Author’s response: We sincerely thank the Reviewer for the constructive comments, which have helped us to improve our study.

 

Detailed comments

there are still a number of rather small issues, I do not think they need another round of (minor) modifications, but they can be addressed by the authors nevertheless in "production": 

Comment #1

there is still one type related to the drug concentrations: etoposide 150 mM in DMSO, 48 h in section 2.1 of "Materials" (line 87).  That cannot be correct, right? What stock solution was used? Just check. There may be more of these, the authors need to do careful proofreading of the text.

Author’s response: We thank the Reviewer for pointing out this inconsistency. The etoposide concentration was reported correctly in the corresponding figure legends but not in the Materials and Methods section. We have now corrected the error to ensure consistency throughout the manuscript, changing 150 mM to 20µM.

 

Comment #2

occasionally, figures arent cited correctly, such as "Figure e" when "Figure 7e" is meant (line 322).

Author’s response: We thank the Reviewer for noticing this mistake. The incorrect figure citation has now been corrected to ‘Figure 7e’ in the revised manuscript.

 

Comment #3

there are still english language typos; again I wont claim to have found all of them, but they persist: For example, "sustain the cell growth" should read "sustains the cell growth". MOst of them are minor. But they should be in the title of a section, like they are here: "3.5. The desensitization of the axis MG-H1/RAGE/H2O2/KRIT1 sustain the cell growth of aggressive PC3 cells" (line 314). This typo occurs 4 times in the text. Also it should read "administered" and not "administrated" - sounds similar, but wrong. [Why dont you simply use Grammarly or another free proofreading/grammar tool). Also, capitalization isnt consistent: sometimes its "β-actin" and other times its "β-Actin", just be consistent.

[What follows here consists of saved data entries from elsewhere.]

PR #570, opened 2022-08-30
Check and initialise ht_oid2collid hash table before we access it

Deepesh125:
### Description

Check and initialise ht_oid2collid hash table before we access it

Previously, ht_oid2collid hash was made to initialise on demand. We missed to handle one case where we are trying to access ht_oid2collid without checking if it is initialised which is causing backend to crash. 

This commit fixes it by appropriately checking and initialising ht_oid2collid hash table before attempt to hash_search is made.

Task: BABEL-3514

### Check List

### DIFF
--- a/contrib/babelfishpg_common/src/collation.c
+++ b/contrib/babelfishpg_common/src/collation.c
@@ -1180,6 +1180,9 @@ int get_persist_collation_id(Oid coll_oid)
 	bool found_coll;
 	int collidx;
 
+	if (ht_oid2collid == NULL)
+		init_collid_trans_tab_internal();
+
 	entry = hash_search(ht_oid2collid, &coll_oid, HASH_FIND, &found_coll);
 
 	if (found_coll)
--- a/test/JDBC/jdbc_schedule
+++ b/test/JDBC/jdbc_schedule
@@ -8,6 +8,8 @@
 #    new line
 # 6. If you want the framework to not run certain files, use: ignore#!#<test name>
 
+# check babelfish version first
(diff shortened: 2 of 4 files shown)


test/JDBC/jdbc_schedule
```diff
@@ -8,6 +8,8 @@
 #    new line
 # 6. If you want the framework to not run certain files, use: ignore#!#<test name>
 
+# check babelfish version first
+cmd#!#postgresql#!#select cast(case when cast(sys.SERVERPROPERTY('BabelfishVersion') as varchar(20)) LIKE '_._._' THEN 'valid' else 'invalid' end as sys.varchar(20));
```
surendravishnoi, line 12: why would we do this here in schedule file?

contrib/babelfishpg_common/src/collation.c
```diff
@@ -1180,6 +1180,9 @@ int get_persist_collation_id(Oid coll_oid)
 	bool found_coll;
 	int collidx;
 
+	if (ht_oid2collid == NULL)
```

Author’s response: We thank the Reviewer for carefully pointing out these typographical and grammatical inconsistencies. We have corrected the identified errors. The manuscript has been thoroughly proofread to minimize any remaining issues.

Comment #4

KRIT1 "deregulation", what exactly does that mean? Up or down? i dont think its clear

Author’s response: We thank the Reviewer for the comment To avoid ambiguity, we have replaced the term ‘deregulation’ with a more precise wording to indicate that KRIT1 is negatively regulated (“downregulation”). The text has been revised accordingly.

 

We are grateful for your constructive suggestions and the opportunity to improve our manuscript.

Reviewer 2 Report

The Authors have addressed all my comments and substantially improved the quality of the manuscript.

I have no further inquiries.

Author Response

Comment: The Authors have addressed all my comments and substantially improved the quality of the manuscript.

 

Authors’ response: We sincerely thank the reviewer for his/her careful reading and constructive comments. We are glad that our revisions have addressed his/her concerns and improved the manuscript.